Think of it this way: Force = Mass X Acceleration. The ground which the climber is tied off to, no matter how massive, is not accelerating so it exerts no force. The only force in the system is coming from the falling climber, so the maximum amount of force that can be placed on the top piece is the force of the falling climber.

Curt: Are you standing or hanging? It makes a difference.

The only force in the system is coming from the falling climber, so the maximum amount of force that can be placed on the top piece is the force of the falling climber.

What are you talking about? The earth exerts no force? Where does the tension in the rope come from?

-Jay

1 kN = 225 lb.
-Jay

Would you please stop saying that!

I'll prove it's incorrect. Imagine yourself laying on the floor. You have two choices. I can drop a 225lb weight on your torso from 6 inches, or I can drop a 225 lb weight on your torso from 6 feet. You choose. By your logic, since 225lbs = 1kN, it shouldn't matter from what height I drop it, because it will exert the same force on your body when it hits. Math, and common sense, tells us that this is incorrect.

No physics book ever printed has published an equation to convert lbs or kg to kN. It just doesn't make sense.

You do however make some good points in your post. The original author needs to recheck his math and reasoning. I actually PMed him asking him to retract his post in order to save us from the clusterfsck. (and now I'm just adding to it...*sigh*)

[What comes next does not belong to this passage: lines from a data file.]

Issue #121, opened 2023-06-14
Simplify Global Game Stuck


ahasselbring:
Many referees have problems to remember on which team to call Global Game Stuck, in part because there is negation involved (the team that is *not* closest to the ball, but the *other* team, i.e. the one with the closest player, gets the kick-off).

Although it shares the problem that the team getting the kick-off is not the one on which the Global Game Stuck is called (but this is also the case for goals), I propose to call the Global Game Stuck on the team in whose half the ball is (Global Game Stuck cannot occur as long as the ball has not been moved from the center mark, and the handling the case in which the ball is exactly on the halfway line is not fundamentally worse than deciding which player is closer to the ball in some situations).

PR #150, opened 2024-02-27
Global game stuck simplify

sseering:
See https://github.com/RoboCup-SPL/Rules/issues/121

### DIFF
--- a/rules/game_process.tex
+++ b/rules/game_process.tex
@@ -420,7 +420,7 @@ The referee calls ``Global Game Stuck'' to announce the decision.
 
 Once the referee calls Global Game Stuck, players enter the \texttt{ready} state, and a new kick-off is awarded.
 For the first Global Game Stuck of a half, the kick-off is awarded to the team that did not have the initial kick-off of the half.
-For any further Global Game Stuck calls of a half, kick-off is awarded to the team that did not receive kick-off in to the previous Global Game Stuck call.
+For any further Global Game Stuck calls of a half, kick-off is awarded to the team that did not receive kick-off in the previous Global Game Stuck call.
 
 A global game stuck can only be called if at least one robot has touched the ball since the previous kick-off.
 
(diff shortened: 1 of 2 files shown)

I think it makes no difference as far as I can see. Why would it?

Curt

Force(N)= Mass(Kg)xAcceleration(M/s2) or F=ma

N=kg(m/s2)

Would you please stop saying that!

I'll prove it's incorrect. Imagine yourself laying on the floor. You have two choices. I can drop a 225lb weight on your torso from 6 inches, or I can drop a 225 lb weight on your torso from 6 feet. You choose. By your logic, since 225lbs = 1kN, it shouldn't matter from what height I drop it, because it will exert the same force on your body when it hits. Math, and common sense, tells us that this is incorrect.

No physics book ever printed has published an equation to convert lbs or kg to kN. It just doesn't make sense.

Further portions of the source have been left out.